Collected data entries
╔══

PR #36, opened 2019-10-21
Support doc_fragments in docs_blob output

awcrosby:
- Update extract dir to be collections path via metadata names - allows `ansible-doc` to access doc_fragments
- Improve key retrieval from `ansible-doc` output
- Calculate class attrs and fully qualified content name from current path
  - Include support for content existing in subdirectories
- Call ansible-doc with updated path and fully qualified content name

Resolves: https://github.com/ansible/galaxy-dev/issues/121

### DIFF
--- a/galaxy_importer/collection.py
+++ b/galaxy_importer/collection.py
@@ -16,7 +16,6 @@
 # along with Galaxy.  If not, see <http://www.apache.org/licenses/>.
 
 from collections import namedtuple
-import json
 import logging
 import os
 from pkg_resources import iter_entry_points
@@ -50,14 +49,8 @@ def import_collection(file, filename=None, logger=None):
 
 
 def _import_collection(file, filename, logger):
-    with tarfile.open(fileobj=file, mode='r') as pkg_tar:
-        manifest_file = pkg_tar.extractfile('MANIFEST.json')
-        manifest_data = json.load(manifest_file)
-    metadata = manifest_data['collection_info']
-    sub_path = 'ansible_collections/{}/{}'.format(metadata['namespace'], metadata['name'])
-    file.seek(0)
-
     with tempfile.TemporaryDirectory() as tmp_dir:
+        sub_path = 'ansible_collections/placeholder_namespace/placeholder_name'
         extract_dir = os.path.join(tmp_dir, sub_path)
         with tarfile.open(fileobj=file, mode='r') as pkg_tar:
             pkg_tar.extractall(extract_dir)
@@ -88,6 +81,7 @@ class CollectionLoader(object):
 
     def load(self):
         self._load_collection_manifest()
+        self._rename_extract_path()
         self._check_filename_matches_manifest()
         self._check_metadata_filepaths()
         self.content_objs = list(self._load_contents())
@@ -112,6 +106,18 @@ class CollectionLoader(object):
             except ValueError as e:
                 raise exc.ManifestValidationError(str(e))
             self.metadata = data.collection_info
+
+    def _rename_extract_path(self):
+        old_ns_dir = os.path.dirname(self.path)
+        ansible_collections_dir = os.path.dirname(old_ns_dir)
+        new_ns_dir = os.path.join(ansible_collections_dir, self.metadata.namespace)
+        os.rename(old_ns_dir, new_ns_dir)
+
+        old_name_dir = os.path.join(new_ns_dir, os.path.basename(self.path))
+        new_name_dir = os.path.join(new_ns_dir, self.metadata.name)
+        os.rename(old_name_dir, new_name_dir)
+        self.path = new_name_dir
+        self.log.debug(f'Renamed extract dir to: {self.path}')
 
     def _check_filename_matches_manifest(self):
         if not self.filename:
--- a/galaxy_importer/collection.py
+++ b/galaxy_importer/collection.py
@@ -16,6 +16,7 @@
 # along with Galaxy.  If not, see <http://www.apache.org/licenses/>.
 
 from collections import namedtuple
+import json
 import logging
 import os
 from pkg_resources import iter_entry_points
@@ -49,10 +50,17 @@ def import_collection(file, filename=None, logger=None):
 
 
 def _import_collection(file, filename, logger):
-    with tempfile.TemporaryDirectory() as extract_dir:
+    with tarfile.open(fileobj=file, mode='r') as pkg_tar:
+        manifest_file = pkg_tar.extractfile('MANIFEST.json')
+        manifest_data = json.load(manifest_file)
+    metadata = manifest_data['collection_info']
+    sub_path = 'ansible_collections/{}/{}'.format(metadata['namespace'], metadata['name'])
+    file.seek(0)
+
+    with tempfile.TemporaryDirectory() as tmp_dir:
+        extract_dir = os.path.join(tmp_dir, sub_path)
         with tarfile.open(fileobj=file, mode='r') as pkg_tar:
             pkg_tar.extractall(extract_dir)
-
         data = CollectionLoader(extract_dir, filename, logger=logger).load()
 
     _run_post_load_plugins(
--- a/galaxy_importer/loaders.py
+++ b/galaxy_importer/loaders.py
@@ -152,13 +152,15 @@ class DocStringLoader():
         json_output = self._run_ansible_doc()
 
         if not json_output:
-            return
+            return None
 
         data = json.loads(json_output)
         if not isinstance(data, dict):
-            raise exc.ImporterError('ansible-doc output not dictionary as expected')
+            self.log.error('ansible-doc output not dictionary as expected')
+            return None
         if len(data.keys()) != 1:
-            raise exc.ImporterError('ansible-doc output did not return single top-level key')
+            self.log.error('ansible-doc output did not return single top-level key')
+            return None
         data = list(data.values())[0]
         data = self._transform_doc_strings(data)
 
--- a/galaxy_importer/loaders.py
+++ b/galaxy_importer/loaders.py
@@ -63,7 +63,6 @@ class ContentLoader(metaclass=abc.ABCMeta):
         self.root = root
         self.name = self._make_name()
 
-        self.doc_strings = None
         self.description = None
         self.readme_file = None
         self.readme_html = None
@@ -117,12 +116,17 @@ class ContentLoader(metaclass=abc.ABCMeta):
 class PluginLoader(ContentLoader):
     def load(self):
         self._log_loading()
-        self.doc_strings = self._get_doc_strings()
+        doc_strings = DocStringLoader(
+            content_type=self.content_type.value,
+            path=self.tmp_dir,
+            fq_name=self.fq_name,
+            logger=self.log,
+        ).load()
 
         return schema.Content(
             name=self.path_name,
             content_type=self.content_type,
-            doc_strings=self.doc_strings,
+            doc_strings=doc_strings,
         )
 
     def _make_name(self):
@@ -132,8 +136,16 @@ class PluginLoader(ContentLoader):
         dirname_parts = Path(os.path.dirname(self.rel_path)).parts[2:]
         return '.'.join(list(dirname_parts) + [self.name])
 
-    def _get_doc_strings(self):
-        if self.content_type.value not in ANSIBLE_DOC_SUPPORTED_TYPES:
+
+class DocStringLoader():
+    def __init__(self, content_type, path, fq_name, logger=None):
+        self.content_type = content_type
+        self.path = path
+        self.fq_name = fq_name
+        self.log = logger or default_logger
+
+    def load(self):
+        if self.content_type not in ANSIBLE_DOC_SUPPORTED_TYPES:
             return None
 
         self.log.info('Getting doc strings via ansible-doc')
@@ -143,6 +155,8 @@ class PluginLoader(ContentLoader):
             return
 
         data = json.loads(json_output)
+        if not isinstance(data, dict):
+            raise exc.ImporterError('ansible-doc output not dictionary as expected')
         if len(data.keys()) != 1:
             raise exc.ImporterError('ansible-doc output did not return single top-level key')
         data = list(data.values())[0]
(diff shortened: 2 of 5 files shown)


galaxy_importer/collection.py
```diff
@@ -49,10 +50,17 @@ def import_collection(file, filename=None, logger=None):
 
 
 def _import_collection(file, filename, logger):
-    with tempfile.TemporaryDirectory() as extract_dir:
+    with tarfile.open(fileobj=file, mode='r') as pkg_tar:
+        manifest_file = pkg_tar.extractfile('MANIFEST.json')
```
chouseknecht: Check for an exception here in case `MANIFEST.json` does not exist or cannot be extracted for some reason.

galaxy_importer/collection.py
```diff
@@ -49,10 +50,17 @@ def import_collection(file, filename=None, logger=None):
...
+        manifest_data = json.load(manifest_file)
```
chouseknecht: Check for an exception here in case `MANIFEST.json` is malformed. It's possible a user may muck with the file or a bug gets introduced in the client.

galaxy_importer/collection.py
```diff
@@ -49,10 +50,17 @@ def import_collection(file, filename=None, logger=None):
...
+    metadata = manifest_data['collection_info']
+    sub_path = 'ansible_collections/{}/{}'.format(metadata['namespace'], metadata['name'])
+    file.seek(0)
```
alikins: Could this extract the archive to tmp with generic sub_path, load the metadata, then rename the sub_path dir.

Probably doesn't matter a ton. Maybe eliminates one re-open. One advantage might that the extract could just be a 'tar' subprocess which might be less picky/finicky than 'tarfile' module.

Just an idea, nothing required.

galaxy_importer/loaders.py
```diff
@@ -134,29 +170,30 @@ def handle_nested_tables(obj, table_key):
...
+            self.fq_name,
             '--type', self.content_type.value,
-            '-M', os.path.dirname(self.rel_path),
-            self.name,
-            '--json']
+            '--json',
+        ]
         self.log.debug('CMD: {}'.format(' '.join(cmd)))
-        proc = Popen(cmd, cwd=self.root, stdout=PIPE, stderr=PIPE)
+        proc = Popen(' '.join(cmd), cwd=self.root, stdout=PIPE, stderr=PIPE, shell=True)
```
alikins: Why the change to join the cmd arg list to a string here? Keeping popen cmd args in list form tends to help avoid a lot of common problems like quoting/escaping. Also helps avoid potential security issues caused by things like user provided strings doing things like fq_name = 'foo; rm -rf /important_stuff;' and creating a cmd like `env /tmp/whatever ansible-doc foo; rm -rf /important_stuff; --type module some_module_name --json`.

Especially when combined with 'shell=True'.  Why is the `shell=True` needed?

awcrosby: in getting `ansible-doc` to recognize the path environment variable and find `doc_fragments` modules, these were the changes I added. I will double check if either or both of those edits (`join` and `shell=True`) are needed.

galaxy_importer/collection.py
awcrosby: Actually that is very helpful, it also keeps the validation checks in one place.

galaxy_importer/loaders.py
```diff
@@ -72,6 +86,23 @@ def _make_name(self):
...
+        pass
+
+    def _get_fq_name(self):
+        return '{}.{}'.format(self.fq_collection_name, self.path_name)
+
+    def _get_tmp_dir(self):
+        root_parts = Path(self.root).parts
+        return os.path.join(*root_parts[:3])
+
+    def _get_fq_collection_name(self):
```
alikins: If this and some of the other _get_* methods took args instead of using instance vars (`self.root` etc), these would be easy to unit test. 



``` python
    def _get_fq_collection_name(self, root):
          root_parts = Path(root).parts
          return '{}.{}'.format(*root_parts[-2:])
```

They could also potentially be either staticmethods or module scope methods as well. 

Reducing the number of methods that use instance variables likely allows getting rid of a lot of the instances vars which can simplify maintenance (less state on each object to track, less chance of unintentionally changing them etc).

For example, it looks like `self.doc_strings`, `self.readme_html` etc are mostly just used in load(). PluginLoader shouldn't need to keep a reference to 'doc_strings', it just needs to know how to create a schema.Content() in load() and return it.

galaxy_importer/loaders.py
```diff
@@ -106,14 +141,15 @@ def _get_doc_strings(self):
 
         if not json_output:
             return
-        data = json.loads(json_output)
-        if self.name not in data.keys():
-            self.log.error(f'No "{self.name}" key in ansible-doc output')
-            return None
 
+        data = json.loads(json_output)
+        if len(data.keys()) != 1:
```
alikins: In theory, data could be a `list` without a .keys() method. Hopefully ansible-doc output won't change (again?) though. Is there a unit test where the ansible-doc output is invalid (a list, etc?). Assuming the errors/traceback bubble back up in a useful way to detect it, I wouldn't worry about type checking, but a unit test that expects an exception may be useful.

galaxy_importer/loaders.py
```diff
@@ -134,29 +170,30 @@ def handle_nested_tables(obj, table_key):
...
-            for d in data[self.name]['return']:
+            data['return'] = dict_to_named_list(ret)
+            for d in data['return']:
                 handle_nested_tables(d, table_key='contains')
 
         return data
 
     def _run_ansible_doc(self):
         cmd = [
+            'env', f'ANSIBLE_COLLECTIONS_PATHS={self.tmp_dir}',
```
alikins: Since the ansible-doc output has a 100% chance of changing randomly in the future, it may be useful to extract the ansible-doc and doc strings handling code to it's own module or class if it makes it easier to test and change.

alikins: test_loader_doc_strings.py being a separate module also seems to support that idea.

tests/test_loaders.py
```diff
@@ -67,15 +67,15 @@ def loader_module():
     return loaders.PluginLoader(
         content_type=constants.ContentType.MODULE,
         rel_path='plugins/modules/my_sample_module.py',
-        root='/tmp/tmpiskt5e2n')
+        root='/tmp/tmpiskt5e2n/ansible_collections/my_ns/my_collection')
```
alikins: The tmp path here should probably be from one of the pytest tmpfile fixtures.

A static predictable /tmp path can be dangerous (ie, something/someone else could create a  '/tmp/tmpiskt5e2n' that is link elsewhere [/etc/passwd' or '/root/.ssh' are classic examples] that would get clobbered when a dev or ci runs the unit tests).

Granted, that is not nearly as dangerous now as it used to be thanks to per user /tmp, containers, etc. But should probably be fixed.

galaxy_importer/collection.py
awcrosby: Resolved by checking `MANIFEST.json` only once which includes those validation checks

galaxy_importer/loaders.py
awcrosby: things are working without those edits, so I have removed them

tests/test_loaders.py
awcrosby: This path is only used for string manipulation, but I renamed it so it is not /tmp and more clearly a placeholder

galaxy_importer/loaders.py
awcrosby: agreed and incorporated

galaxy_importer/loaders.py
awcrosby: added a type check, since the traceback was not super helpful

galaxy_importer/loaders.py
awcrosby: agreed and refactored

galaxy_importer/loaders.py
```diff
@@ -80,44 +108,83 @@ def _validate_name(self):
...
-            key: data[self.name].get(key, None)
+            key: data.get(key, None)
             for key in ANSIBLE_DOC_KEYS
         }
 
-    def _transform_doc_strings(self, data):
+    def _run_ansible_doc(self):
+        cmd = [
+            'env', f'ANSIBLE_COLLECTIONS_PATHS={self.path}',
+            'ansible-doc',
```
alikins: Do we know the full path to where ansible-doc will be installed for the workers?  If so, specifying that here may eliminate some ambiguity.

galaxy_importer/loaders.py
```diff
@@ -80,44 +108,83 @@ def _validate_name(self):
...
         return {
-            key: data[self.name].get(key, None)
+            key: data.get(key, None)
             for key in ANSIBLE_DOC_KEYS
         }
 
-    def _transform_doc_strings(self, data):
+    def _run_ansible_doc(self):
+        cmd = [
+            'env', f'ANSIBLE_COLLECTIONS_PATHS={self.path}',
```
alikins: I'm tempted to suggest using Popen(env={}) arg here, but that requires populating the env dict with all the vars needed for ansible-doc to run. I assume it would be at least HOME, USER, LANG, LC_*, TERM. That would be a more restricted env. But that may all be redundant with the pending bwrap changes so doesn't matter a ton at the moment.

Would be handy if 'ansible-doc' had a '--collections-paths' arg, but alas.

galaxy_importer/loaders.py
```diff
@@ -80,44 +108,83 @@ def _validate_name(self):
...
         data = self._transform_doc_strings(data)
+
         return {
-            key: data[self.name].get(key, None)
+            key: data.get(key, None)
             for key in ANSIBLE_DOC_KEYS
         }
 
-    def _transform_doc_strings(self, data):
+    def _run_ansible_doc(self):
```
alikins: +1 for having the method that executes some script and returns it output separate by itself. ie, one method to run the external command and return it's output, and another to actually parse it. Tends to make it easier to test, since you can test the parsing methods with canned output without having to do too much mock gymnastics. Really helpful when the output of the ext commands start changing across versions and you need to test multiple expected outputs.

galaxy_importer/loaders.py
awcrosby: within `galaxy-dev` it should be in `/venv/bin/ansible-doc`, but `galaxy-importer` is called by `pulp-ansible` so in non-galaxy setups we won't know. also to keep supporting running from the commandline with `.main` for testing purposes we also won't know the binary path

galaxy_importer/loaders.py
awcrosby: I opted for simply setting the one env variable needed, rather than copying or curating the environment further. I wasn't thinking we needed a more restricted env here.

As for pending bwrap changes, that is planned on the calling of `ansible-test sanity`, so that would not apply here.

galaxy_importer/loaders.py
```diff
@@ -134,54 +201,45 @@ def handle_nested_tables(obj, table_key):
                 for row in obj[table_key]:
                     handle_nested_tables(row, table_key)
 
-        doc = data[self.name].get('doc')
+        doc = data.get('doc', None)
```
alikins: Suppose you could make the default return an empty dict  `doc = data.get('doc', {})`.  Would eliminate the 'if doc' condition. And `'options' in doc.keys()` could be `'options' in doc`

But if it works, I'd likely live it alone for now. If the output format of ansible-doc is changing over time, it is hard to avoid having lots of conditional checks. And if those checks are working, don't touch em (unless there are good tests for both output formats).

tests/test_collection_loader.py
```diff
@@ -68,35 +68,48 @@
 """
 
 
+@pytest.fixture
+def tmp_collection_root():
```
alikins: Could use the pytest builtin 'tmpdir' or 'tmp_path' fixtures here. (http://doc.pytest.org/en/latest/tmpdir.html)

Something vaguely like:

``` python

@pytest.fixture
def tmp_collection_root(tmpdir):
   collection_root = tmpdir.mkdir("ansible_collections").mkdir("placeholder_namespace").mkdir("placehold_name")
   return collection_root.strpath
```

But I wouldn't worry about it now. Maybe revisit the tmpdir handling and update to use the pytest fixtures later if useful.

tests/test_loaders.py
```diff
@@ -67,15 +67,31 @@ def loader_module():
...
-        root=None)
+        root='/tmp_placeholder/tmp_placeholder/ansible_collections/my_ns/my_collection')
+
+
+@pytest.fixture
+def loader_module_subdirs():
+    return loaders.PluginLoader(
+        content_type=constants.ContentType.MODULE,
+        rel_path='plugins/modules/subdir1/subdir2/my_sample_module.py',
+        root='/tmp_placeholder/tmp_placeholder/ansible_collections/my_ns/my_collection')
```
alikins: Are these paths never actually used?

awcrosby: they are used in the `.load` method where it calls class variables to string parse `self.root`, otherwise i was thinking of just setting to None

galaxy_importer/loaders.py
```diff
@@ -217,12 +275,11 @@ def _get_readme(self):
...
         if not readme:
             raise exc.ContentLoadError('No role readme found.')
-        self.readme_file = readme.name
-        self.readme_html = markup_utils.get_html(readme)
+        return readme
 
     def _get_metadata_description(self):
         self.log.info('Getting role description')
-        pass
+        return ''
```
alikins: Whats this method for? Does schema.Content() for a role require a non None description?

awcrosby: this method is for getting the role description and will be in an upcoming pr, the value will be added to the contents json... None may be better when it is empty, I will look at it more closely in that pr.

tests/test_loaders.py
alikins: So the stuff that uses it ends up getting mocked out in the tests?

galaxy_importer/loaders.py
alikins: > As for pending bwrap changes, that is planned on the calling of `ansible-test sanity`, so that would not apply here.

Ah, ok. I was thinking all of the ansible/ansible-doc/ansible-lint etc invocations were getting bwrap'ed.

tests/test_loaders.py
awcrosby: the tests either use the value defined here, or alter it if needed for the particular test

galaxy_importer/loaders.py
```diff
@@ -80,44 +108,83 @@ def _validate_name(self):
...
+            'ansible-doc',
+            self.fq_name,
+            '--type', self.content_type,
+            '--json',
+        ]
+        self.log.debug('CMD: {}'.format(' '.join(cmd)))
+        proc = Popen(cmd, cwd=self.path, stdout=PIPE, stderr=PIPE)
+        stdout, stderr = proc.communicate()
+        if proc.returncode:
+            self.log.error(f'Error running ansible-doc: {stderr}')
```
alikins: If `ansible-doc` has meaningful return codes, it might be useful to log the returncode.

Looking at ansible-code, looks like ansible-doc will likely only return 0, 1 (any AnsibleError), 5 (AnsibleParserError), or 250 (other unhandled exception). So not super useful to users, but then again, more than likely it will be you that needs to figure out why/how ansible-doc failed so might be useful ;->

╚══

* TO DO
Beginning at the line above with "self._check_metadata_filepaths()" and finishing at the line with "self.log.debug(f'Renamed extract dir", return each line exactly and return nothing else.

* EXPECTED ANSWER
         self._check_metadata_filepaths()
         self.content_objs = list(self._load_contents())
@@ -112,6 +106,18 @@ class CollectionLoader(object):
             except ValueError as e:
                 raise exc.ManifestValidationError(str(e))
             self.metadata = data.collection_info
+
+    def _rename_extract_path(self):
+        old_ns_dir = os.path.dirname(self.path)
+        ansible_collections_dir = os.path.dirname(old_ns_dir)
+        new_ns_dir = os.path.join(ansible_collections_dir, self.metadata.namespace)
+        os.rename(old_ns_dir, new_ns_dir)
+
+        old_name_dir = os.path.join(new_ns_dir, os.path.basename(self.path))
+        new_name_dir = os.path.join(new_ns_dir, self.metadata.name)
+        os.rename(old_name_dir, new_name_dir)
+        self.path = new_name_dir
+        self.log.debug(f'Renamed extract dir to: {self.path}')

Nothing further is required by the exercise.